* **Task requirements**: Give again, word for word, each line below starting at the one that contains "PR #70, opened 2015-05-21" and ending at the one that contains "merged it, thank".

* **Entries provided**:
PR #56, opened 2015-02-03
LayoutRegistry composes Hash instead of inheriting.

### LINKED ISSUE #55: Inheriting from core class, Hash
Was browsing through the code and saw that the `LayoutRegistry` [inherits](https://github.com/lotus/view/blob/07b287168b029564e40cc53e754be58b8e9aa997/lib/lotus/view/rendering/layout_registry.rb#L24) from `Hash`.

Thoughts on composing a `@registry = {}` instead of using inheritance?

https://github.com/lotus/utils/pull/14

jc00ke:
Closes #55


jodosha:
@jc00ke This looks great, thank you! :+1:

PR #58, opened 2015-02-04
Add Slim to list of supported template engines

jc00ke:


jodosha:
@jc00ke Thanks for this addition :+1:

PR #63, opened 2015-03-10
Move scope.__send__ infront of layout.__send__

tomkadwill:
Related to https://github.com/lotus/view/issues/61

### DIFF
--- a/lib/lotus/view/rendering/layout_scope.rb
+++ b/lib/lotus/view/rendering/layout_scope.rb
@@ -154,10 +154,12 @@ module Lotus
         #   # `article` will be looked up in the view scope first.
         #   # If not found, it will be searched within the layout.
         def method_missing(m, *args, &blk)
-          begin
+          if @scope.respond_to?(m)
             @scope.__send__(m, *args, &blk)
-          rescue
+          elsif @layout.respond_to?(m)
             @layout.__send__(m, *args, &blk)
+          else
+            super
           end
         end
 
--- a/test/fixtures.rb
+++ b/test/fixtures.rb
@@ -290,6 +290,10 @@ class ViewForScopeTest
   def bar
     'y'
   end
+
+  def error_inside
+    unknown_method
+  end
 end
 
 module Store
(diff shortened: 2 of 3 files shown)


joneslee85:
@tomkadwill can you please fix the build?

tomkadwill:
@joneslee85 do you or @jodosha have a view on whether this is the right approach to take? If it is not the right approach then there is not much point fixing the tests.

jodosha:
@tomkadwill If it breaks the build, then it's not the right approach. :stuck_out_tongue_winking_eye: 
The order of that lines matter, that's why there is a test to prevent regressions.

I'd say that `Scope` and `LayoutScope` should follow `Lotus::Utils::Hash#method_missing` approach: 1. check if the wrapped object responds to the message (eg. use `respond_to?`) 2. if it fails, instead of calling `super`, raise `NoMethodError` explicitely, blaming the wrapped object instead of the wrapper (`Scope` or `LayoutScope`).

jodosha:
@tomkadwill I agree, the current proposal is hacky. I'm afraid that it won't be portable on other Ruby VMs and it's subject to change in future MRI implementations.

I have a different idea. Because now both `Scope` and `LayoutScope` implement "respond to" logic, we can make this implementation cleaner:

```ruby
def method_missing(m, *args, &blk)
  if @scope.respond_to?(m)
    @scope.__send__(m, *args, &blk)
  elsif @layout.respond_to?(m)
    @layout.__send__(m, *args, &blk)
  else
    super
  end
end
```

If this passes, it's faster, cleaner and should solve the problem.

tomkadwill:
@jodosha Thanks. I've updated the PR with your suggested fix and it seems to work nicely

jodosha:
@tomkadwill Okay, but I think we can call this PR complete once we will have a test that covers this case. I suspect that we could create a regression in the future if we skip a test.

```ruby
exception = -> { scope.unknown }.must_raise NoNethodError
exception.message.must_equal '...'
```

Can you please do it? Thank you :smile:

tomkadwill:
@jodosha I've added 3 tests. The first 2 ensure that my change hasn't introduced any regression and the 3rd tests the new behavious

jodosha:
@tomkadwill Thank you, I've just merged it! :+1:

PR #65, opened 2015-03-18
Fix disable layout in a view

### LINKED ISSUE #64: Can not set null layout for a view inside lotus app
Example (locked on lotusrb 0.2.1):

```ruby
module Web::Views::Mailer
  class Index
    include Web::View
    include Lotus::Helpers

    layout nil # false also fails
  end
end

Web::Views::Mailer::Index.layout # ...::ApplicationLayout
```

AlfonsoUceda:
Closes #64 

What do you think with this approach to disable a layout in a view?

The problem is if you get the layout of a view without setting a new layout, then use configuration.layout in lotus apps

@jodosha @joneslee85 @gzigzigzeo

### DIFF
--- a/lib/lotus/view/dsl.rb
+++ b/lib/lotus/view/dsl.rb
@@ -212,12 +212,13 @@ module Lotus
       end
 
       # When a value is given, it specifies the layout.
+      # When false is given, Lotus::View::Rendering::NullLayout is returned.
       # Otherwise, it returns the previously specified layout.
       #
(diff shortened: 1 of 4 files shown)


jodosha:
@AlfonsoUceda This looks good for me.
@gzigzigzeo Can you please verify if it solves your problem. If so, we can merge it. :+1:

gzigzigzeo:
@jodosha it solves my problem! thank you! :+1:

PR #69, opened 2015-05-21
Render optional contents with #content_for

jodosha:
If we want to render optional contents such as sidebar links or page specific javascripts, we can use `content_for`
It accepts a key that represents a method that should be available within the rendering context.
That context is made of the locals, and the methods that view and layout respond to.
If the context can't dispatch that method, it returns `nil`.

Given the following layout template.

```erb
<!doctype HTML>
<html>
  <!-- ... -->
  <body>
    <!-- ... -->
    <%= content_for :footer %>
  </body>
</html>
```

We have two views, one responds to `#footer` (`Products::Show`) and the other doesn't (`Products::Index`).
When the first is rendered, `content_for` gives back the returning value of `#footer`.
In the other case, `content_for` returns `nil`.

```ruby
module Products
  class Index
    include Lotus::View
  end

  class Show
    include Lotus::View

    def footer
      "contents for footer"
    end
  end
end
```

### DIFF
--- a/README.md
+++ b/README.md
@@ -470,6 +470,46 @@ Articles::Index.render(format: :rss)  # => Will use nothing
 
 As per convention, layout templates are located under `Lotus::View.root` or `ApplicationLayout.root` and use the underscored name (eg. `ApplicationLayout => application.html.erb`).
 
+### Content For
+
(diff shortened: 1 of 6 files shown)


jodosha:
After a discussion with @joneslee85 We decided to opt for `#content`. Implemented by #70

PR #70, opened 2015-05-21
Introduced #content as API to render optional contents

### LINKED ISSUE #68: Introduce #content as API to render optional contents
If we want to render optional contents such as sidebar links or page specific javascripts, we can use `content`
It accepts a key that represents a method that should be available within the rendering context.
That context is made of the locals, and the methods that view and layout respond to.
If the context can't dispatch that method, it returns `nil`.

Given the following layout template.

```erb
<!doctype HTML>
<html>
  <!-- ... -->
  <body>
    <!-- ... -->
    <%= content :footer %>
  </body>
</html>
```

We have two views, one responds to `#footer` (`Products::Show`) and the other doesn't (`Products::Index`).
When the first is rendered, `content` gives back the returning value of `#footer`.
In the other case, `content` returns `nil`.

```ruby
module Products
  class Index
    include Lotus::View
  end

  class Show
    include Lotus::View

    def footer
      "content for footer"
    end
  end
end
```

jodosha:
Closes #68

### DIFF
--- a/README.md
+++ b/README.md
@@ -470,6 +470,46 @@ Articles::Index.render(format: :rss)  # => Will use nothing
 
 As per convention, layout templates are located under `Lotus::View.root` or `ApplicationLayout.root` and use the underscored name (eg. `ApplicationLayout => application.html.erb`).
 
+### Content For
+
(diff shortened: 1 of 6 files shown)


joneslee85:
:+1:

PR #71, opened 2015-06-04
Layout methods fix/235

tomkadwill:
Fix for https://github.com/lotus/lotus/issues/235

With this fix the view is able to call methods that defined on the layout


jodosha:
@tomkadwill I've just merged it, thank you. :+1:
...
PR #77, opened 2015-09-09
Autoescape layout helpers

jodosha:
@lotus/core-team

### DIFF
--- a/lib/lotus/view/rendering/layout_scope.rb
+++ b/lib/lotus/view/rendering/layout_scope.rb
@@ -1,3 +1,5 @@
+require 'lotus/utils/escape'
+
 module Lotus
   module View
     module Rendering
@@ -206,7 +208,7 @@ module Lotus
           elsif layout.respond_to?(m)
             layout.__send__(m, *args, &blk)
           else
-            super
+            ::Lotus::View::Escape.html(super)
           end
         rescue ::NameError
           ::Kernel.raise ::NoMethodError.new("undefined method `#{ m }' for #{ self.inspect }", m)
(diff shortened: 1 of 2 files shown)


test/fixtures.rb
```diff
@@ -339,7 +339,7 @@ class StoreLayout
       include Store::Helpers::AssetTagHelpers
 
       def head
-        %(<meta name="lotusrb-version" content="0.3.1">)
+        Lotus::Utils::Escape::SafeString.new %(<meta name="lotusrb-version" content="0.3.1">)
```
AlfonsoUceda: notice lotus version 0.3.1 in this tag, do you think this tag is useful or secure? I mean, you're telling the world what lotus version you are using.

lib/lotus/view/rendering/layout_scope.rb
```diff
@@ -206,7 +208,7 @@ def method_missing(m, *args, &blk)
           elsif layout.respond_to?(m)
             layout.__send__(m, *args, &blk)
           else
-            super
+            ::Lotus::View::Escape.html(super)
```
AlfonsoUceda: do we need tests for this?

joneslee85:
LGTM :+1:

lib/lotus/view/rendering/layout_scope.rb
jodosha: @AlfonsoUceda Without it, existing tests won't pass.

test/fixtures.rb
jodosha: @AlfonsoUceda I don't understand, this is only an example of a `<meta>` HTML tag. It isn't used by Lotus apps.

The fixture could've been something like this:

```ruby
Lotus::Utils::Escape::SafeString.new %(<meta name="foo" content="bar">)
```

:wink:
--
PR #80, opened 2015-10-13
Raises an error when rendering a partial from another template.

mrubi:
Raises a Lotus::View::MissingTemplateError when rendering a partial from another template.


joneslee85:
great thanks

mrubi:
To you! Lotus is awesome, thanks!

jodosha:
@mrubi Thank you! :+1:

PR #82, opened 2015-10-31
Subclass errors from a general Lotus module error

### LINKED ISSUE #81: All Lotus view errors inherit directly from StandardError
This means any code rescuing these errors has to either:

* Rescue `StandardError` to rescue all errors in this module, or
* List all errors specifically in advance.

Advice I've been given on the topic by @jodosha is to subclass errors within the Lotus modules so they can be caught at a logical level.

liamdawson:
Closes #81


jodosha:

* **Solution for this exercise**:
PR #70, opened 2015-05-21
Introduced #content as API to render optional contents

### LINKED ISSUE #68: Introduce #content as API to render optional contents
If we want to render optional contents such as sidebar links or page specific javascripts, we can use `content`
It accepts a key that represents a method that should be available within the rendering context.
That context is made of the locals, and the methods that view and layout respond to.
If the context can't dispatch that method, it returns `nil`.

Given the following layout template.

```erb
<!doctype HTML>
<html>
  <!-- ... -->
  <body>
    <!-- ... -->
    <%= content :footer %>
  </body>
</html>
```

We have two views, one responds to `#footer` (`Products::Show`) and the other doesn't (`Products::Index`).
When the first is rendered, `content` gives back the returning value of `#footer`.
In the other case, `content` returns `nil`.

```ruby
module Products
  class Index
    include Lotus::View
  end

  class Show
    include Lotus::View

    def footer
      "content for footer"
    end
  end
end
```

jodosha:
Closes #68

### DIFF
--- a/README.md
+++ b/README.md
@@ -470,6 +470,46 @@ Articles::Index.render(format: :rss)  # => Will use nothing
 
 As per convention, layout templates are located under `Lotus::View.root` or `ApplicationLayout.root` and use the underscored name (eg. `ApplicationLayout => application.html.erb`).
 
+### Content For
+
(diff shortened: 1 of 6 files shown)


joneslee85:
:+1:

PR #71, opened 2015-06-04
Layout methods fix/235

tomkadwill:
Fix for https://github.com/lotus/lotus/issues/235

With this fix the view is able to call methods that defined on the layout


jodosha:
@tomkadwill I've just merged it, thank you. :+1:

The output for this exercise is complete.